# Required action:
Using the records beneath, say how many lines contain the word "project", without comment.

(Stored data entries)
+===+

PR #427, opened 2021-05-19
Upgrade compose to latest beta, 07 in compose project.

zach-klippenstein:
Also upgrades kotlin version in compose project to 1.4.32.

Based on #420.

### DIFF
--- a/compose/README.md
+++ b/compose/README.md
@@ -48,7 +48,6 @@ android {
     compose true
   }
   composeOptions {
-    kotlinCompilerVersion "1.4.0-dev-withExperimentalGoogleExtensions-20200720"
     kotlinCompilerExtensionVersion "${compose_version}"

+===+

# Problem solution:
2